--- DATASET EXTRACT Enclosed Below ---

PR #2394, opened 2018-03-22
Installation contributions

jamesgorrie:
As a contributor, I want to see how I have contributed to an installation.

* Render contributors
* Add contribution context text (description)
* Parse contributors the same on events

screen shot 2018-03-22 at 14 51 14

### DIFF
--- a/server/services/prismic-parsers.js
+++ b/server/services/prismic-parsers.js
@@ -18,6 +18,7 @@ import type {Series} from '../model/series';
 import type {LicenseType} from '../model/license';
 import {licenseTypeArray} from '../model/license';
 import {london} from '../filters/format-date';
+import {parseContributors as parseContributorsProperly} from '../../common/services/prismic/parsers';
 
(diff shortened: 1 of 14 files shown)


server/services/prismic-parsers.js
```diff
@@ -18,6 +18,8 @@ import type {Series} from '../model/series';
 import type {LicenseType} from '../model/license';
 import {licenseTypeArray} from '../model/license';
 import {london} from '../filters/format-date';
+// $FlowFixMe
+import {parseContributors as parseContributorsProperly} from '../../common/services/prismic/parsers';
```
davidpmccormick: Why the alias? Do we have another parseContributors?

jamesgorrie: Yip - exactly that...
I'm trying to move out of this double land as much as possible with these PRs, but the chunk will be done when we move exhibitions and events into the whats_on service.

--- End of Enclosed DATASET EXTRACT ---

TASK DESCRIPTION:
Each entry above needs to be returned exactly as written.

SOLUTION TO THE PROBLEM:
PR #2394, opened 2018-03-22
Installation contributions

jamesgorrie:
As a contributor, I want to see how I have contributed to an installation.

* Render contributors
* Add contribution context text (description)
* Parse contributors the same on events

screen shot 2018-03-22 at 14 51 14

### DIFF
--- a/server/services/prismic-parsers.js
+++ b/server/services/prismic-parsers.js
@@ -18,6 +18,7 @@ import type {Series} from '../model/series';
 import type {LicenseType} from '../model/license';
 import {licenseTypeArray} from '../model/license';
 import {london} from '../filters/format-date';
+import {parseContributors as parseContributorsProperly} from '../../common/services/prismic/parsers';
 
(diff shortened: 1 of 14 files shown)


server/services/prismic-parsers.js
```diff
@@ -18,6 +18,8 @@ import type {Series} from '../model/series';
 import type {LicenseType} from '../model/license';
 import {licenseTypeArray} from '../model/license';
 import {london} from '../filters/format-date';
+// $FlowFixMe
+import {parseContributors as parseContributorsProperly} from '../../common/services/prismic/parsers';
```
davidpmccormick: Why the alias? Do we have another parseContributors?

jamesgorrie: Yip - exactly that...
I'm trying to move out of this double land as much as possible with these PRs, but the chunk will be done when we move exhibitions and events into the whats_on service.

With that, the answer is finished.